Stored data entries
PR #818, opened 2021-02-17
Initial Statistics Screen

mail2bishnoi:
Hi Anton,

Implemented Statistics Screen. Please review and suggest improvements.

### DIFF
--- a/modern/src/reports/ReportFilter.js
+++ b/modern/src/reports/ReportFilter.js
@@ -4,7 +4,7 @@ import t from '../common/localization';
 import { useSelector } from 'react-redux';
 import moment from 'moment';
 
-const ReportFilter = ({ children, handleSubmit, showOnly }) => {
+const ReportFilter = ({ children, handleSubmit, showOnly, showDevices }) => {
   const devices = useSelector(state => Object.values(state.devices.items));
   const [deviceId, setDeviceId] = useState();
   const [period, setPeriod] = useState('today');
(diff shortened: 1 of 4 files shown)


modern/src/reports/ReportFilter.js
```diff
@@ -4,7 +4,7 @@ import t from '../common/localization';
 import { useSelector } from 'react-redux';
 import moment from 'moment';
 
-const ReportFilter = ({ children, handleSubmit, showOnly }) => {
+const ReportFilter = ({ children, handleSubmit, showOnly, showDevices }) => {
```
tananaev, line 7: If you want to re-use the filter, I would recommend adding more nesting. I don't like adding another configuration here.

For example, you can have `ReportFilter` without device and `DeviceReportFilter` with device that uses `ReportFilter`.

tananaev (commented):
Please also share screenshots.

modern/src/reports/ReportFilter.js
mail2bishnoi: I would not like to complicate things for now. Just separated the statistics page and removed the configuration from ReportFilter.

image

tananaev: Can we revert these changes then?

mail2bishnoi: Done.

tananaev: Doesn't looks like it's reverted.

mail2bishnoi:
Something went bad. Closing this PR and opening a new one.

mail2bishnoi:
Closing this PR and opening a newone.

PR #822, opened 2021-03-05
Transform circle fence to polygon fence for display

mikems66:


modern/src/map/GeofenceMap.js
```diff
@@ -4,6 +4,15 @@ import { useEffect, useState } from 'react';
 import { map } from './Map';
 import { useEffectAsync } from '../reactHelper';
 import { reverseCoordinates } from './mapUtil';
+import circle from '@turf/circle';
+
+
+const circleToPolygon = (item) => {
+  let coord = item.area.replace(/CIRCLE|\(|\)|,/g, " ").trim().split(/ +/);
```
tananaev, line 11:
```suggestion
  let coordinates = item.area.replace(/CIRCLE|\(|\)|,/g, " ").trim().split(/ +/);
```

modern/src/map/GeofenceMap.js
```diff
@@ -4,6 +4,15 @@ import { useEffect, useState } from 'react';
...
+  var options = {steps: 64, units: 'meters'};
```
tananaev, line 12:
```suggestion
  var options = { steps: 64, units: 'meters' };
```

I would also reduce the number of steps.

modern/src/map/GeofenceMap.js
```diff
@@ -4,6 +4,15 @@ import { useEffect, useState } from 'react';
...
+  let c = circle([Number(coord[1]), Number(coord[0])], Number(coord[2]), options);
```
tananaev, line 13: Please use full words for variable names. Maybe `polygon` or something here.

modern/src/map/GeofenceMap.js
```diff
@@ -72,9 +81,10 @@ const GeofenceMap = () => {
   }, []);
 
   useEffect(() => {
+    let circleFence = geofences.filter((item => item.area.indexOf('CIRCLE') > -1)).map(circleToPolygon);
     map.getSource(id).setData({
       type: 'FeatureCollection',
-      features: geofences.map(item => [item.name, reverseCoordinates(wellknown(item.area))]).filter(([, geometry]) => !!geometry).map(([name, geometry]) => ({
```
tananaev, line 77: Should we implement this circle logic in `wellknown` instead? Where is that defined?

modern/src/map/GeofenceMap.js
mikems66: ok

modern/src/map/GeofenceMap.js
mikems66: ok, steps is now 32

modern/src/map/GeofenceMap.js
mikems66: ok

modern/src/map/GeofenceMap.js
mikems66: "wellknown" is a Node module that creates geojson object from text, and as I understand it, it doesn't handle circles, so I don't think we can use it.

tananaev: In that case we should probably move the whole logic outside of this UI component.

mikems66: Is this ok; 
new function createGeofenceFeatures in map/mapUtil.js, which will create features for all geometry types.

tananaev: I think you forgot to push the changes.

mikems66: Here it is, actually new function name is geofenceToFeature.

tananaev:
Looks good. Merged. Thank you for the contribution.

Issue #969, opened 2018-01-30
Move config data to API, request as needed


wbobeirne:
This is something I've been kicking around for a while. One annoying thing about the current MyEtherWallet site is that in order to do something as simple as add a gas limit for an ICO, change gas price ranges, add a new token, or change a node's URL, we need to push a whole new release. If it's something pretty critical, such as updating a token's contract address, old versions that have been downloaded are left high and dry.

I propose that we move out the following items to an API that loads the data from https://github.com/MyEtherWallet/ethereum-lists for the following things:
* Announcement banner, requested immediately
* Node list, requested immediately
* Gas defaults, requested immediately (Assuming we don't migrate to ethgasstation or something)
* Network tokens, requested on account unlock
* Contract ABIs, requested on contracts page

However, I think we should continue to ship with the data in the bundle for offline cases, or if the API is down. We can pop up a message that lets the user know that some data may be out of date, and just revert back to the old data. That way whatever version we ship will just have whatever data is in ethereum-lists at that time.

Let me know what y'all think.

HenryNguyen5:
Definitely in favour of this. But maybe with a more decentralised solution such as IPFS + Smart contract

wbobeirne:
While I'm down for rock-solid solutions for the critical stuff, I'd like to avoid a painful deploy process for the less critical things:

* Announcements - Definitely don't want to start pointing people towards some scam ICO, so yeah, this would be a good choice for that.
* Node list - I don't feel like a malicious node does a terrible amount of damage, and could be caught pretty fast. Perhaps we hard-code the default node, but allow the list to be loaded dynamically to mitigate any damage?
* Gas defaults - Worst it could do is make unobservant people overpay / fail to transact. Not a big deal.
* Network tokens - Since all you're sending is data, not ETH, I don't think this can be used maliciously? Someone correct me if I'm wrong.
* Contract ABIs - Definitely a danger zone here, since someone could change the contract address, and would be pretty subtle.

dternyak:
@wbobeirne Changing the contract address for default network tokens would be a rather large attack vector.

HenryNguyen5:
We can instead pull from parity's token registry, which also lets us display icons for the tokens to the user (horray ux!)
https://paritytech.github.io/wiki/Token-Registry

dternyak:
For the initial MVP, we'll be exploring a multi-sig smart contract IPFS hash pointer to `ethereum-lists`'s token lists.

[...]

PR #1247, opened 2018-03-04
Create script to update tokens list from ethereum-lists/tokens

wbobeirne:
Triage temporary solution for #969.

### Description

Right now we've just been keeping up to date with MyCryptoHQ/mycrypto.com for token lists changes, but the future plan is to use [ethereum-lists/tokens](https://github.com/ethereum-lists/tokens) as our source of tokens. The problem is its format is kind of spread out and not easy to import directly to our repo. This PR adds a script that fetches its output from IPFS, imports and formats the tokens to match our format, and stages the tokens for commit. This won't stop us from manually updating, but should make the process much easier.

One concern of this change is that our token list has ballooned from ~90 to 513 with this. This'll be a much larger load on our node, and probably includes a lot of junk tokens. Not to mention, some of them don't use proper symbol acronyms, and instead have rather long names. We may want to either audit `ethereum-lists/tokens` and clean out any useless ones, or implement a blacklist of tokens to exclude.

~Also of note, I'm not sure decimals or amounts are being handled properly right now with tokens. See screenshot below.~ Fixed, see comment below.

### Changes

* Add a script to a new `scripts/` folder that fetches tokens.
* Updated tokens list with what was fetched from the aforementioned script.

### Steps to Test

1. Checkout `eth-lists-script`
2. Run `npm run update:tokens`
3. Confirm the script runs without fail
4. Confirm no changes are made, since the token lists should be the same

### Screenshots

screen shot 2018-03-04 at 5 01 05 pm

screen shot 2018-03-04 at 5 07 15 pm

^ Are these amounts correct? Is something wrong with decimals?


wbobeirne:
Looks like CI is failing with the new tokens, which probably means we'll need to clean up `ethereum-lists/tokens` before we can fully rely on it.

wbobeirne:
I fixed the incorrect decimals issue, the json from IPFS had decimals as strings, not ints. Fixed that up during import:

screen shot 2018-03-04 at 5 24 24 pm

PR #1257, opened 2018-03-05
Derive available tx metadata

### LINKED ISSUE #1200: Broadcast transaction confirmation doesn't show "from"
### Description of the Issue

When broadcasting a signed transaction, the "From" portion of it doesn't show up

### Steps to Reproduce

1. Sign a transaction
2. Go to /pushTx
3. Broadcast transaction
4. See missing info

screen shot 2018-02-28 at 2 28 15 pm

HenryNguyen5:
Previously we were getting some data such as `to` and `unit` from redux state even when the transaction in context was available. This PR changes the selectors so that they return derived data from the current loaded transaction if available. This isolates the confirmation modal to only derived data when possible.

Closes #1200

### DIFF
--- a/common/selectors/transaction/meta.ts
+++ b/common/selectors/transaction/meta.ts
@@ -22,7 +22,9 @@ const getFrom = (state: AppState) => {
       if (from) {
         return toChecksumAddress(from.toString('hex'));
       }
-    } catch {}
+    } catch (e) {
+      console.warn(e);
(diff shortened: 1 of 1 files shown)


dternyak:
screen shot 2018-03-05 at 10 54 36 pm

During testing, noticed that `from` is checksummed but `to` is not (on broadcast)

What the task requires
There is a run of lines above from the one with "While I'm down" to the one with "be pretty subtle."; print exactly that run, both ends included, and nothing else.

Answer
While I'm down for rock-solid solutions for the critical stuff, I'd like to avoid a painful deploy process for the less critical things:

* Announcements - Definitely don't want to start pointing people towards some scam ICO, so yeah, this would be a good choice for that.
* Node list - I don't feel like a malicious node does a terrible amount of damage, and could be caught pretty fast. Perhaps we hard-code the default node, but allow the list to be loaded dynamically to mitigate any damage?
* Gas defaults - Worst it could do is make unobservant people overpay / fail to transact. Not a big deal.
* Network tokens - Since all you're sending is data, not ETH, I don't think this can be used maliciously? Someone correct me if I'm wrong.
* Contract ABIs - Definitely a danger zone here, since someone could change the contract address, and would be pretty subtle.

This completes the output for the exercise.